* How to complete this task
When a line of the entries contains the word "have", report that line.

* Entries provided
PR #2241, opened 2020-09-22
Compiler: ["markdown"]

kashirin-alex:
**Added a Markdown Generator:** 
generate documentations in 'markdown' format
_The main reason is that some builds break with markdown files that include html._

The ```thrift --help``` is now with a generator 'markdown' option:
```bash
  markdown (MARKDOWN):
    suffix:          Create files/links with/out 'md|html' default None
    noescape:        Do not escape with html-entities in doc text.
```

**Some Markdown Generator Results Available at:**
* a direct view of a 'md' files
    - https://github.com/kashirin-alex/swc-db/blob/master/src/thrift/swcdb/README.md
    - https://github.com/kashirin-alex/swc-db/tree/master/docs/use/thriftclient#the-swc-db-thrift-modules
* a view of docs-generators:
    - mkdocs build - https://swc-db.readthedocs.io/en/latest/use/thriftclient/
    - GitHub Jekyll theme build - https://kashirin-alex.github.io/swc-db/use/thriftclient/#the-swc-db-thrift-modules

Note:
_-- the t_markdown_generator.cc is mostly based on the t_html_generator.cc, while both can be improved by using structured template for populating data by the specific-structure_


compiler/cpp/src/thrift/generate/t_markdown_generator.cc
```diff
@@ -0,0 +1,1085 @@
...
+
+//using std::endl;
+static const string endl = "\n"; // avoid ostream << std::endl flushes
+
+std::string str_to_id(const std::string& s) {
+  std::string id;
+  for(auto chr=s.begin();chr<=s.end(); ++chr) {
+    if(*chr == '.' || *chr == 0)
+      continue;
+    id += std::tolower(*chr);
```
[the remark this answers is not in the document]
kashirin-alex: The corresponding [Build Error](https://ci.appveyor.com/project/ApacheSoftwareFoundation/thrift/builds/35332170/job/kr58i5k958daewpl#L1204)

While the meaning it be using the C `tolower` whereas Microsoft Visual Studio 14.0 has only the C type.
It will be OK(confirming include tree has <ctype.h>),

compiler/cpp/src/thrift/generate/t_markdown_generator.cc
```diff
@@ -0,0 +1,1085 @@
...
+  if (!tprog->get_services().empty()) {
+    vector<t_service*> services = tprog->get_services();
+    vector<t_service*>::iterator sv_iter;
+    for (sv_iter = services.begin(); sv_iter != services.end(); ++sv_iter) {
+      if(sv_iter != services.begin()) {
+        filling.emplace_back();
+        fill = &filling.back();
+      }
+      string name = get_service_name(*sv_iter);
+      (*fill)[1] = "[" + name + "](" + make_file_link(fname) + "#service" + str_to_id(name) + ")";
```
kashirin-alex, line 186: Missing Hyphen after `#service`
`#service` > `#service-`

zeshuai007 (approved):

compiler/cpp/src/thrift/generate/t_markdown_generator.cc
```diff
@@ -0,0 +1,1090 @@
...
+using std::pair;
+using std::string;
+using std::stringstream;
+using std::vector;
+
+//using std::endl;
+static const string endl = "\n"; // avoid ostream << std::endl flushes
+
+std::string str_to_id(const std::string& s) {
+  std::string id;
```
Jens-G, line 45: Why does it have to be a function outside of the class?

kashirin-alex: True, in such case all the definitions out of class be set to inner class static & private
--
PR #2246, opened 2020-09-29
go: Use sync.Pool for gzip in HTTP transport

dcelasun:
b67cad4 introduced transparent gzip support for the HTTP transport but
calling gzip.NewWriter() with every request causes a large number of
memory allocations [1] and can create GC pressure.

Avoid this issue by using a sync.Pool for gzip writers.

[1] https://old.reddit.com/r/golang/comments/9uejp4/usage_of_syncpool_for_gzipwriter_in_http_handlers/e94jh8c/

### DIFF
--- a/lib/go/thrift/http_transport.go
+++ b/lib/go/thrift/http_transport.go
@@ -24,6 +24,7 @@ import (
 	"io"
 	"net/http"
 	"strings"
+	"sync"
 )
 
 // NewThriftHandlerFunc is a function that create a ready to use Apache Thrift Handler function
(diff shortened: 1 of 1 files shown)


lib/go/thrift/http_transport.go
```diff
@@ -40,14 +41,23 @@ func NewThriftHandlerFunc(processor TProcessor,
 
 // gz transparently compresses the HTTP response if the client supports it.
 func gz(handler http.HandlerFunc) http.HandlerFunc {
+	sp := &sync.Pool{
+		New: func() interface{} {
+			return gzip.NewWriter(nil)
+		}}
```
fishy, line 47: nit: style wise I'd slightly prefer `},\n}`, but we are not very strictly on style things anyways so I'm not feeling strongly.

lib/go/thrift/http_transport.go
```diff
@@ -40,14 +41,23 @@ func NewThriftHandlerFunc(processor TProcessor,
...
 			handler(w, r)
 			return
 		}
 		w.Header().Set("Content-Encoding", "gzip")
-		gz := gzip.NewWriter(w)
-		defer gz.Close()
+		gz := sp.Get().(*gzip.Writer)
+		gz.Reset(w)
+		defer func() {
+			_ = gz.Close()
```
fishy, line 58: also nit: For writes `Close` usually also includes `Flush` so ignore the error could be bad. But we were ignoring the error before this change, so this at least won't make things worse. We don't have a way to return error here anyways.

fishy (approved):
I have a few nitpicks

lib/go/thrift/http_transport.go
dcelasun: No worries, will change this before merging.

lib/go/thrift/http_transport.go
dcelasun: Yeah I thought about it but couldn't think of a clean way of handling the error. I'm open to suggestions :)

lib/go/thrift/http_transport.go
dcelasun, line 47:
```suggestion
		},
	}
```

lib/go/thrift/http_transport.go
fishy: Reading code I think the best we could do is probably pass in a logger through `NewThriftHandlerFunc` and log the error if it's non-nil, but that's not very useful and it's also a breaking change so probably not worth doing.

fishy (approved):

* Written solution
Jens-G, line 45: Why does it have to be a function outside of the class?
fishy, line 58: also nit: For writes `Close` usually also includes `Flush` so ignore the error could be bad. But we were ignoring the error before this change, so this at least won't make things worse. We don't have a way to return error here anyways.
I have a few nitpicks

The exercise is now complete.